Esa es la primera vez que Olympia escucha el nombre de John Haskell.
-Vendrá acompañado de su mujer y sus hijos -añade él—. Espero que te
encargues de entretener a los niños.
-Estaré encantada de hacerlo —dice ella al tiempo que apoya la mano
sobre la oscura cubierta de seda del libro Y acaricia las letras estampadas
en oro-. Nunca he oído hablar de este autor.
—Haskell es médico. Ha dado algunas conferencias en la universidad.
Ahí es donde lo conocí. Pero, en mi opinión, para lo que realmente está
dotado es para escribir. El libro que tienes en la mano incluye algunos de
sus mejores ensayos. Haskell está muy interesado en las condiciones
laborales del proletariado, concretamente en mejorar las condiciones de las
mujeres que trabajan en las fábricas. De ahí su interés por Ely Falls.
—Entiendo —dice Olympia mientras hojea el libro.
Y, aunque no preste demasiada atención a las palabras de su padre, más
adelante rememorará una y otra vez ese momento, deleitándose con cada
detalle de la conversación.
—Haskell dirige un dispensario médico en Cambridge —dice su padre
—. Se ha ofrecido para suplir durante el verano a un médico del
dispensario de Ely Falls. —Se aclara la garganta—. Para Haskell ha sido un
auténtico golpe de fortuna, pues, además de permitirle supervisar la
construcción de la casa de verano que se está haciendo en la playa, le
permitirá observar personalmente las condiciones de los obreros. Para mí
su visita es una circunstancia afortunada, pues disfruto sinceramente de su
ingenio y de su compañía.
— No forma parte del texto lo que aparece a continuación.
PR #761, opened 2017-03-23
Port to Scala.js

olafurpg:
- `java.io.File` is now `scala.meta.io.AbsolutePath`.
  The io module abstracts over the platform, making it possible
  to hook in node.js modules to write JavaScript command-line apps.
- The `Input.File(file: java.io.File)` constructor is still kept,
  usage of those constructors will lead to linking errors in a JS app.
  The scalametaJS/test will very likely guard us against using those
  constructors in the implementation of the `scalameta` projects.
- The JVM api remains otherwise unchanged :tada:
- `Lit.{Float,Double}.syntax` is different on JVM and JS. Still WIP.
- Binary serialization/deserialization of semanticdb is available on
  both JVM and JS, thanks to Scala.js support in scalapb.
- WeakHashMap is replaced with java.util.Map on JS, we could port the
  implementation to js.WeakMap if memory/GC becomes a problem in
  scala.meta js applications.
- Reflection tests only run on the JVM.
- Scalahost remains JVM only.


scalameta/scalameta/shared/src/test/scala/scala/meta/tests/prettyprinters/SyntacticSuite.scala
```diff
@@ -184,26 +184,26 @@ class SyntacticSuite extends scala.meta.tests.parsers.ParseSuite {
     assert(Dotty(q"trait T(a: Int)").syntax === "trait T(a: Int)")
   }
 
-  test("literalTypes") {
```
olafurpg: Just remembered that I forgot to fix syntax for literals. Will fix asap.

scalameta/io/js/src/main/scala/scala/meta/io/PlatformIO.scala
```diff
@@ -0,0 +1,15 @@
+package scala.meta.io
+
+import java.io.InputStream
+import java.nio.charset.Charset
+
+object PlatformIO {
+  def workingDirectory: AbsolutePath = AbsolutePath(fileSeparator)
+  def read(stream: InputStream, charset: Charset): String =
+    throw new IllegalStateException("Reading from java.io.InputStream is not supported in JavaScript.")
```
olafurpg: These can be replaced sometime with Node.js io libraries.

sjrd: You don't need Node.js libraries for this. You can implement it in portable Scala.js code. We support both `InputStream` and `Charset`, as well as `InputStreamReader`. You simply have to avoid `scala.io`, but everyone should do that anyway.

Wrap the `stream` in a `new InputStreamReader(stream, charset)`, then loop on its `read` method until you exhaust the input, while appending everything in the result string. Something like the following (which is even portable on the JVM too, and faster than `scala.io.Source`):
```scala
def read(stream: InputStream, charset: Charset): String = {
  val reader = new InputStreamReader(stream, charset)
  val buffer = new Array[Char](4096)
  val builder = new java.lang.StringBuilder

  @tailrec def loop(): Unit = {
    val charsRead = reader.read(buffer)
    if (charsRead >= 0) {
      builder.append(buffer, 0, charsRead)
      loop()
    }
  }

  loop()
  reader.close() // check whether you need this
  builder.toString()
}
```

olafurpg: Thanks! `scala.io.Source.fromStream` failed to link so I simply assumed it was not possible. I've moved the method out of the `PlatformIO` object into an `InputStreamIO` object in the `shared/` folder.

olafurpg:
Okay, I think I've managed to clean up everything unexpected that came up in CI :) 

For the record, the CI was green at least once here: https://platform-ci.scala-lang.org/scalameta/scalameta/11 The latest commits have been to clean up some remaining quirks in the port.

It would be great to try and merge this before we merge other large changes in the repo. This PR moved most `.scala` files in the repo so I'd prefer to avoid conflict hell when rebasing.

olafurpg:
The CI is green now. The tests failed last night because of OOM errors.

olafurpg:
The most urgent issue is to fix https://github.com/scalameta/scalameta/issues/762 I gave it a try but hit on cryptic errors in the `@ast` macros.

build.sbt
```diff
@@ -2,379 +2,402 @@ import java.io._
...
-
-lazy val benchmarks = Project(
-    id = "benchmarks",
-    base = file("scalameta/benchmarks")
+lazy val ioJVM = io.jvm
+lazy val ioJS = io.js
+
+lazy val dialects = crossProject
+  .in(file("scalameta/dialects"))
+  .settings(publishableSettings, description := "Scala.meta's dialects", enableMacros)
```
xeno-by: For arguments of `settings`, I'd prefer a uniform style of one-per-line, indented-with-two-spaces.

build.sbt
```diff
@@ -2,379 +2,402 @@ import java.io._
...
+
+lazy val transversers = crossProject
+  .in(file("scalameta/transversers"))
+  .settings(
+    publishableSettings,
+    description := "Scala.meta's traversal and transformation infrastructure for abstract syntax trees",
+    enableMacros)
+  .dependsOn(common, trees)
+lazy val traversersJVM = transversers.jvm
+lazy val traversersJS = transversers.js
```
xeno-by: The `lazy val blahJVM = blah.jvm; lazy val blahJS = blah.js` is getting a little bit old by now :) I wonder whether there is a possibility to abstract this away.

build.sbt
```diff
@@ -383,43 +406,51 @@ lazy val readme = scalatex.ScalatexReadme(
...
+    }
+  },
   version := LibraryVersion,
   organization := "org.scalameta",
   resolvers += Resolver.sonatypeRepo("snapshots"),
   resolvers += Resolver.sonatypeRepo("releases"),
-  addCompilerPlugin("org.scalamacros" % "paradise" % "2.1.0" cross CrossVersion.full),
-  libraryDependencies += "org.scalatest" %% "scalatest" % "3.0.1" % "test",
-  libraryDependencies += "org.scalacheck" %% "scalacheck" % "1.13.4" % "test",
+  addCompilerPlugin(("org.scalamacros" % "paradise" % "2.1.0").cross(CrossVersion.full)),
```
xeno-by: I'm not 100% sure I'm happy about making `cross` invocations non-infix.

build.sbt
```diff
@@ -383,43 +406,51 @@ lazy val readme = scalatex.ScalatexReadme(
...
+  libraryDependencies += "org.scalatest" %%% "scalatest" % "3.0.1" % "test",
+  libraryDependencies += "org.scalacheck" %%% "scalacheck" % "1.13.5" % "test",
   scalacOptions ++= Seq("-deprecation", "-feature", "-unchecked"),
-  scalacOptions in (Compile, doc) ++= Seq("-skip-packages", ""),
-  scalacOptions in (Compile, doc) ++= Seq("-implicits", "-implicits-hide:."),
-  scalacOptions in (Compile, doc) ++= Seq("-groups"),
+  scalacOptions.in(Compile, doc) ++= Seq("-skip-packages", ""),
+  scalacOptions.in(Compile, doc) ++= Seq("-implicits", "-implicits-hide:."),
+  scalacOptions.in(Compile, doc) ++= Seq("-groups"),
```
xeno-by: Same about `in`. These are supposedly idiomatic uses of the SBT DSL copied from the official documentation.

build.sbt
```diff
@@ -457,50 +491,53 @@ def shouldPublishToSonatype: Boolean = {
...
 }
 
+lazy val sonatypeCredentials = os.secret
+  .obtain("sonatype")
+  .map {
+    case (username, password) =>
+      Credentials("Sonatype Nexus Repository Manager", "oss.sonatype.org", username, password)
+  }
+  .toList
+
```
xeno-by: Is this val supposed to be used elsewhere apart from `credentials`?

build.sbt
```diff
@@ -579,14 +621,48 @@ lazy val enableMacros = macroDependencies(hardcore = false)
...
   val backwardCompat210 = {
-    if (scalaVersion.value.startsWith("2.10")) Seq("org.scalamacros" %% "quasiquotes" % "2.1.0")
+    if (scalaVersion.value.startsWith("2.10"))
+      Seq("org.scalamacros" %% "quasiquotes" % "2.1.0")
     else Seq()
   }
   scalaReflect ++ scalaCompiler ++ backwardCompat210
 }
+
+lazy val compilePublish: Def.Initialize[Task[Unit]] = Def.taskDyn {
```
xeno-by: Same question as for `sonatypeCredentials`

project/os.scala
```diff
@@ -5,6 +5,12 @@ import java.io._
 import scala.sys.process._
 import scala.compat.Platform.EOL
 
+object time {
+  // cached here to use consistent time stamp across sbt reloads, which happen
+  // for every ++SCALA_VERSION switch in sbt "very publish"
+  val current = System.currentTimeMillis().toString
```
xeno-by: This isn't quite current. How about renaming to e.g. `time.stamp`?

scalameta/io/js/src/main/scala/scala/meta/io/PlatformIO.scala
```diff
@@ -0,0 +1,12 @@
+package scala.meta.io
+
+import java.nio.charset.Charset
+
+object PlatformIO {
+  def workingDirectory: AbsolutePath = AbsolutePath(fileSeparator)
+  def read(path: AbsolutePath, charset: Charset): String = read(path)
+  def read(path: AbsolutePath): String =
+    throw new IllegalStateException("Reading from an AbsoluteFile is not supported in JavaScript.")
```
xeno-by: What's an `AbsoluteFile`?

scalameta/io/shared/src/main/scala/scala/meta/io/AbsolutePath.scala
```diff
@@ -0,0 +1,30 @@
+package scala.meta.io
+
+import PlatformIO._
+
+// sealed abstract to ensure that Absolute.apply constructor is used.
```
xeno-by: `AbsolutePath`?

scalameta/io/shared/src/main/scala/scala/meta/io/Api.scala
```diff
@@ -0,0 +1,12 @@
+package scala.meta.io
+
+private[meta] trait Api {
+  implicit class XtensionAbsolutePath(path: AbsolutePath) {
+    def read: String = PlatformIO.read(path)
```
xeno-by: `slurp`?

scalameta/quasiquotes/shared/src/main/scala/scala/meta/internal/quasiquotes/ReificationMacros.scala
```diff
@@ -122,10 +126,7 @@ class ReificationMacros(val c: Context) extends AstReflection with AdtLiftables
         }
         curr + 1
       }
-      val result = {
-        if (reflectInput.file.file != null) Input.File(reflectInput.file.file)
-        else Input.String(new String(reflectInput.content)) // NOTE: can happen in REPL or in custom Global
-      }
+      val result = Input.String(new String(reflectInput.content))
```
xeno-by: I'm afraid this may degrade error reporting for invalid quasiquotes. Is it possible to restore the initial version?

scalameta/scalameta/jvm/src/test/scala/scala/meta/tests/prettyprinters/LiteralSyntacticSuite.scala
```diff
@@ -0,0 +1,54 @@
...
+
+import org.scalatest._
+import scala.meta._
+import scala.meta.dialects.Scala211
+import scala.meta.internal.ast._
+
+// TODO: move back into SyntacticSuite. Scala.js does not support runtime checks
+// on primitives like Float/Double/Char/Byte/... See:
+// https://www.scala-js.org/doc/semantics.html#runtime-type-tests-are-based-on-values
+// The TreeSyntax pretty printer relies on runtime type checks.
```
xeno-by: Fixed in https://github.com/scalameta/scalameta/pull/763.

scalameta/scalameta/shared/src/test/scala/scala/meta/tests/prettyprinters/PublicSuite.scala
```diff
@@ -118,6 +118,12 @@ class PublicSuite extends FunSuite {
     assert(scala.meta.dialects.ParadiseTypelevel212.toString === "ParadiseTypelevel212")
   }
 
+  test("scala.meta.io.AbsolutePath") {}
+
+  test("scala.meta.io.InputStreamIO") {}
```
xeno-by: Can we move the `IO` thingies to `scala.meta.internal.io`?

scalameta/scalameta/shared/src/test/scala/scala/meta/tests/prettyprinters/PublicSuite.scala
```diff
@@ -133,10 +139,10 @@ class PublicSuite extends FunSuite {
   test("scala.meta.inputs.Input.File.toString") {
     import java.io._
     import java.nio.charset.Charset
-    val file = new File("hello.scala")
-    val input1 = Input.File(file, Charset.forName("cp1251"))
-    val input2 = Input.File(file, Charset.forName("UTF-8"))
-    assert(input1.toString == """Input.File(new File("hello.scala"), Charset.forName("windows-1251"))""")
+    val path = AbsolutePath("hello.scala")
```
xeno-by: From our initial discussion, I got the impression that `AbsolutePath` is only going to take absolute paths in its constructor. This line challenges this impression. Could you elaborate?

scalameta/scalameta/shared/src/test/scala/scala/meta/tests/prettyprinters/PublicSuite.scala
```diff
@@ -133,10 +139,10 @@ class PublicSuite extends FunSuite {
   test("scala.meta.inputs.Input.File.toString") {
     import java.io._
     import java.nio.charset.Charset
-    val file = new File("hello.scala")
-    val input1 = Input.File(file, Charset.forName("cp1251"))
```
xeno-by: Is there anything wrong with this codepage? :)

scalameta/scalameta/shared/src/test/scala/scala/meta/tests/prettyprinters/PublicSuite.scala
```diff
@@ -262,10 +268,12 @@ class PublicSuite extends FunSuite {
...
 
   test("scala.meta.semantic.v1.Address.File.toString") {
-    val syntax = "file:source.scala"
+    val file = "source.scala"
+    val syntax = s"file:$file"
+    val fullPath = AbsolutePath(file).absolute
     val address = scala.meta.semantic.v1.Address(syntax)
-    val scala.meta.semantic.v1.Address.File("source.scala") = address
-    assert(address.toString === syntax)
+    val scala.meta.semantic.v1.Address.File(AbsolutePath(path)) = address
```
xeno-by: Is `path` used anywhere?

scalameta/semantic/shared/src/main/scala/scala/meta/semantic/v1/Location.scala
```diff
@@ -22,23 +26,34 @@ case class Location(addr: Address, start: Int, end: Int) {
 }
 
 @root trait Address {
+  def toProto: proto.Address
```
xeno-by: I wonder whether we want to have serialization methods directly in domain objects.

scalameta/trees/shared/src/main/scala/scala/meta/internal/prettyprinters/TreeSyntax.scala
```diff
@@ -401,13 +401,13 @@ object TreeSyntax {
...
-        case Lit(value: Byte)    => m(Literal, s("ByteLiterals.", if (value == 0) "Zero" else if (value > 0) "Plus" + value else "Minus" + value))
-        case Lit(value: Short)   => m(Literal, s("ShortLiterals.", if (value == 0) "Zero" else if (value > 0) "Plus" + value else "Minus" + value))
         case Lit(value: Int)     => m(Literal, s(value.toString))
         case Lit(value: Long)    => m(Literal, s(value.toString + "L"))
-        case Lit(value: Float)   => m(Literal, s(value.toString + "f"))
         case Lit(value: Double)  => m(Literal, s(value.toString + "d"))
+        case Lit(value: Float)   => m(Literal, s(value.toString + "f"))
         case Lit(value: Char)    => m(Literal, s(enquote(value.toString, SingleQuotes)))
+        case Lit(value: Byte)    => m(Literal, s("ByteLiterals.", if (value == 0) "Zero" else if (value > 0) "Plus" + value else "Minus" + value))
+        case Lit(value: Short)   => m(Literal, s("ShortLiterals.", if (value == 0) "Zero" else if (value > 0) "Plus" + value else "Minus" + value))
```
xeno-by: See https://github.com/scalameta/scalameta/pull/763

build.sbt
sjrd: If there were, we would have found it by now.

But unless and until sbt recognizes `CrossProject`s as such (or some abstraction like a `CompositeProject` which could be implemented by `CrossProject`), there is nothing we can do about it.

sjrd: You can upvote: https://github.com/sbt/sbt/issues/3042

build.sbt
```diff
@@ -2,379 +2,402 @@ import java.io._
...
-  },
-  commands += Command.command("ci-slow") { state =>
-    "very scalahost/test:runMain scala.meta.tests.scalahost.converters.LotsOfProjects" ::
-    "such testkit/test:runMain scala.meta.testkit.ScalametaParserPropertyTest" ::
-    "scalahostSbt/test" ::
-    state
-  },
-  commands += Command.command("ci-publish") { state =>
-    "very publish" ::
+name := "scalametaRoot"
```
olafurpg: I removed the `lazy val scalametaRoot` project to get automatic aggregation for all defined projects. If I had kept it, we would need to 
```scala
.aggregate(
ioJVM, ioJS,
inputsJVM, inputsJS,
...
)
```
and it would get worse with native crossbuilding.

build.sbt
```diff
@@ -2,379 +2,402 @@ import java.io._
...
+sharedSettings
+noPublish
+unidocSettings
+commands += Command.command("ci-fast") { state =>
+  if (isScalaJS) "scalametaJS/test" :: state
+  else "test" :: "doc" :: state
+}
+commands += Command.command("ci-slow") { state =>
+  if (isScalaJS) state // do nothing
```
olafurpg: This is actually no longer necessary since I explicitly list all entries in the build matrix. Now it doesn't run `ci-slow` when `SCALA_JS=true`

olafurpg: Removed.

build.sbt
```diff
@@ -2,379 +2,402 @@ import java.io._
...
-  trees
-)
+  }
+}
+commands += Command.command("ci-publish") { state =>
+  for {
+    v <- sys.env.get("SCALA_VERSION")
+    t <- sys.env.get("TEST")
+    sjs <- sys.env.get("SCALA_VERSION")
+    if v == "2.11.8" && t == "ci-fast" && sjs == "false"
```
olafurpg: `very publish` publishes for every project in the full matrix. This line is to guard against publishing multiple times.

I've made this clearer by passing in `PUBLISH=true` which is only true for one entry in the build matrix.

build.sbt
```diff
@@ -2,379 +2,402 @@ import java.io._
...
+  } {
+    RunSbtCommand("very publish")
+  }
+  state
+}
+packagedArtifacts := Map.empty
+unidocProjectFilter.in(ScalaUnidoc, unidoc) := inAnyProject
+aggregate.in(test) := false
+test := {
+  // `test` by default only runs on the JVM
```
olafurpg: Absolutely. For example, if you use `java.io.File`.

However, I left JS out because it's slow, see https://github.com/scala-js/scala-js/issues/2827 Sometimes, incremental can take 3-4 minutes to link before running. The cause seems to be that the Scala.js linker struggles with inlining the thousand `test` method calls to Scalatest. I suggest we leave this for the CI server to catch.

build.sbt
```diff
@@ -2,379 +2,402 @@ import java.io._
...
+  val runScalametaTests = test.in(scalametaJVM, Test).value
+  val runScalahostTests = test.in(scalahost, Test).value
+  val runBenchmarkTests = test.in(benchmarks, Test).value
+  val runContribTests = test.in(contrib, Test).value
+  val runDocs = run.in(readme, Compile).toTask(" --validate").value
+}
+console := console.in(scalametaJVM, Compile).in(Compile).value
```
olafurpg: Good catch.

build.sbt
olafurpg: I thought the saved vertical space would be nice, the build file is already ~600 LOC. But fair enough, done.

build.sbt
olafurpg: Hehe, I ran this
```
scalafmt --config-str "{rewrite.rules=[AvoidInfix],rewrite.neverInfix.excludeFilters=[]}" -i -f build.sbt
```

the default AvoidInfix settings permit `in` to stay infix. I guess `cross` can be excluded too.

build.sbt
olafurpg: The official sbt docs also do
```scala
val foo = (project in file("bar").
  settings(...)
```

I'm strongly against infix application with multiple arguments since they can be hard to parse in my head. Regular Term.Apply is easier to read and it scales more nicely for additional arguments/chained calls. For example, the old `) dependsOn (common)` infix usage made it annoying to append another `.addPlugins (ScalaJSPluginb)` line at the end. For uniformity, I refactored all `in` calls to non-infix. Are you OK with keeping this?

build.sbt
olafurpg: Inlined.

build.sbt
olafurpg: The reason I refactored the build so much is because the crossProject changes made some settings evaluate twice or three times on build reload. While moving things around, I got weird compiler errors when around `Def.taskDyn` which I believe are attributed to being inside the `:=` macro. Even if this is only called once I think it's clearer to move it outside of the long `publishableSettings` sequence. 

I can move it back if you want. I honestly think there's way to much logic in this build.sbt which should be refactored into an sbt plugin, but that's for another PR.

scalameta/scalameta/shared/src/test/scala/scala/meta/tests/prettyprinters/PublicSuite.scala
sjrd: Technically, it is *complete* in the sense that it supports all [Standard Charsets](https://docs.oracle.com/javase/8/docs/api/java/nio/charset/Charset.html), as defined by the documentation, which are the only one required to be implemented. It doesn't provide any *other* charset but the standard ones, though, so indeed cp1251 is not supported.

scalameta/quasiquotes/shared/src/main/scala/scala/meta/internal/quasiquotes/ReificationMacros.scala
olafurpg: I added a new `Input.VirtualFile` which is an `AbsolutePath` along with its file contents. That solves the linking problem in Scala.js. I imagine this will be useful other contexts such as for example browser extensions to parse files.

olafurpg:
I added an experimental solution for `Lit.Float/Double`in https://github.com/scalameta/scalameta/pull/761/commits/4649537366ced32647ec79214cfe1d618d6c9db4 the tests are still failing, just wanted to "float" the idea around 😅

olafurpg:
I fixed the `Lit.Float/Double.syntax` problem by making `Lit.Float/Double` accept a string. All unit tests pass now on JS and JVM. This PR is ready for another round of review @xeno-by

olafurpg:
I took the liberty to fix the previously broken pretty printing for doubles and floats,

```scala
// before
Lit.Float(Double.NaN).syntax == "NaNd"
// after
Lit.Float(Double.NaN).syntax == "Double.NaN"
```

build.sbt
xeno-by: I don't have a strong opinion. My only serious concern now is familiarity for newcomers.

.drone.yml
```diff
@@ -57,21 +57,19 @@ pipeline:
 
 matrix:
   include:
-    # 2.11.8
     - TEST: ci-fast
       SCALA_VERSION: 2.11.8
       SCALA_JS: false
+      PUBLISH: true
```
xeno-by: Why is PUBLISH set to true only here?

build.sbt
```diff
@@ -28,24 +28,14 @@ commands += Command.command("ci-fast") { state =>
...
-  for {
-    v <- sys.env.get("SCALA_VERSION")
-    t <- sys.env.get("TEST")
-    sjs <- sys.env.get("SCALA_VERSION")
-    if v == "2.11.8" && t == "ci-fast" && sjs == "false"
-  } {
-    RunSbtCommand("very publish")
-  }
-  state
+  if (isPublish) "very publish" :: state
```
xeno-by: I suggest we rename these environment vars and associated methods to explicitly state that they are CI-related. E.g. `CI_PUBLISH` and `isCiPublish`. Otherwise, it's not quite clear whether one should bother with setting them up when trying to publish from a local machine.

scalameta/scalameta/shared/src/test/scala/scala/meta/tests/prettyprinters/PublicSuite.scala
```diff
@@ -194,6 +190,10 @@ class PublicSuite extends FunSuite {
     assert(lhs.pos.toString === """[0..3) in Input.String("foo + bar")""")
   }
 
+  test("scala.meta.io.AbsolutePath.toString") {
+    // n/a
```
xeno-by: Why's that? Maybe we can have a prettyprinter for `AbsolutePath`?

build.sbt
xeno-by: Also, do we need those methods? It looks like they are only used once.

scalameta/inputs/shared/src/main/scala/scala/meta/inputs/Input.scala
```diff
@@ -48,6 +48,12 @@ object Input {
     }
   }
 
+  @data class VirtualFile(path: AbsolutePath, contents: scala.Predef.String) extends Input {
+    override def location = s"<${path.absolute}>"
+    lazy val chars = contents.toArray
+    override def toString = s"""Input.VirtualFile(AbsolutePath("${path.relative}"), "${contents.take(10)}...")""""
```
xeno-by: The `take(10)` part is a bit inconsistent with prettyprinting of `Input.String`. How about we avoid trimming here?

scalameta/inputs/shared/src/main/scala/scala/meta/inputs/Input.scala
```diff
@@ -7,8 +7,11 @@ import org.scalameta.data._
 import org.scalameta.invariants._
 import scala.meta.common._
 import scala.meta.internal.inputs._
+import scala.meta.internal.io._
+import scala.meta.io._
 
 trait Input extends Optional with Product with Serializable with InternalInput {
+  def location = "<input>"
```
xeno-by: I must've missed this. Why do we need `Input.location`?

scalameta/inputs/shared/src/main/scala/scala/meta/inputs/Input.scala
```diff
@@ -48,6 +48,12 @@ object Input {
     }
   }
 
+  @data class VirtualFile(path: AbsolutePath, contents: scala.Predef.String) extends Input {
```
xeno-by: How about just `Input.Virtual`?

scalameta/common/shared/src/main/scala/org/scalameta/internal/MacroHelpers.scala
```diff
@@ -115,6 +115,7 @@ trait MacroHelpers extends DebugFinder
     def unapply(tpe: Type): Option[Type] = {
       if (tpe =:= typeOf[String] ||
           tpe =:= typeOf[scala.Symbol] ||
+          tpe =:= typeOf[scala.BigDecimal] ||
```
xeno-by: Hmm. Why's this necessary?

scalameta/scalameta/jvm/src/test/scala/scala/meta/tests/prettyprinters/PlatformSyntacticSuite.scala
```diff
@@ -0,0 +1,17 @@
...
+package prettyprinters
+
+import org.scalatest._
+import scala.meta._
+import scala.meta.internal.ast._
+
+class PlatformSyntacticSuite extends scala.meta.tests.parsers.ParseSuite {
+  test("JVM has proper floats") {
+    // this gives different results work in a JS runtime
+    assert(Lit.Float(1.40f).show[Syntax] == "1.4f") // trailing comma is lost
```
xeno-by: comma or zero?

scalameta/trees/shared/src/main/scala/scala/meta/Trees.scala
```diff
@@ -302,8 +302,10 @@ object Lit {
   def unapply(arg: Lit): Option[scala.Any] = Some(arg.value)
   @ast class Null(value: scala.Any) extends Lit
   @ast class Int(value: scala.Int) extends Lit
-  @ast class Double(format: scala.Predef.String) extends Lit { lazy val value = format.toDouble }
-  @ast class Float(format: scala.Predef.String) extends Lit { lazy val value = format.toFloat }
+  @ast class Double(format: scala.Predef.String) extends Lit { val value = format.toDouble }
+  object Double { def apply(double: scala.Double): Double = Lit.Double(double.toString)  }
+  @ast class Float(format: scala.Predef.String) extends Lit { val value = format.toFloat }
+  object Float { def apply(float: scala.Float): Float = Lit.Float(float.toString)  }
```
xeno-by: Does this mean that `x` in `val Lit.Double(x) = ???` will be typed as `String`?

xeno-by: Also, what about locales?

scalahost/src/test/scala/scala/meta/tests/scalahost/converters/ConverterSuite.scala
```diff
@@ -19,7 +19,7 @@ trait ConverterSuite extends FunSuiteLike {
     def fail(msg: String) = sys.error(s"ReflectToMeta initialization failed: $msg")
     val classpath = System.getProperty("sbt.paths.scalahost.test.classes")
     val pluginpath = System.getProperty("sbt.paths.plugin.jar")
-    val options = "-cp " + classpath + " -Xplugin:" + pluginpath + ":" + classpath + " -Xplugin-require:macroparadise"
+    val options = "-usejavacp -cp " + classpath + " -Xplugin:" + pluginpath + ":" + classpath + " -Xplugin-require:macroparadise"
```
xeno-by: Why's this necessary?

xeno-by:
@olafurpg Some of my comments are marked as outdated. No idea why, because I've just submitted them :)

build.sbt
olafurpg: I've inlined the methods and prepended `CI_` to all ci-related environment variables.

scalameta/scalameta/shared/src/test/scala/scala/meta/tests/prettyprinters/PublicSuite.scala
olafurpg: I thought about it but left it out because the test would be equivalent to the implementation.

I've added a prettyprinter test.

olafurpg:
I've updated the PR address all points except the custom `Lit.Float/Double.unapply`. 

Github review UI is not suited for larger PRs like this :'(

olafurpg:
It seems the new `Lit` encoding doesn't work yet with macros, I bumped into this error while porting scalafmt to scala.js

```scala
ConfigReader.scala:50: scala.meta.Lit.type does not take parameters
[error]       val x = q"""val x = "string""""
[error]               ^
```

olafurpg:
False alarm, the quasiquote error came from a half-baked local release. It seems to work fine with the new Lit.X encoding :)

I'm still gonna take the liberty to add `Lit.apply(Int/String/Double/...)` methods for backwards source compability. I believe it will be easy to then provide a scalafix rewrite to migrate existing code to the new encoding.

xeno-by:
Let's merge then :) LGTM! 👍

Y estoy seguro de que la mujer de Haskell y sus
hijos te parecerán encantadores.
—¿Debo comportarme como si fuera su institutriz? -pregunta Olympia
en broma, pero su padre, que la toma en serio, adopta un gesto de
incredulidad.
—Por supuesto que no, querida —dice—. Los Haskell sólo serán nuestros
invitados durante el fin de semana. Después, él se alojará en el hotel
Highland hasta que finalicen las obras de la casa, que será
aproximadamente a finales de julio. Mientras tanto, Catherine y los niños
se alojarán en York con su familia. ¿Cómo puedes pensar que yo podría
abusar de esa manera de tu confianza, Olympia?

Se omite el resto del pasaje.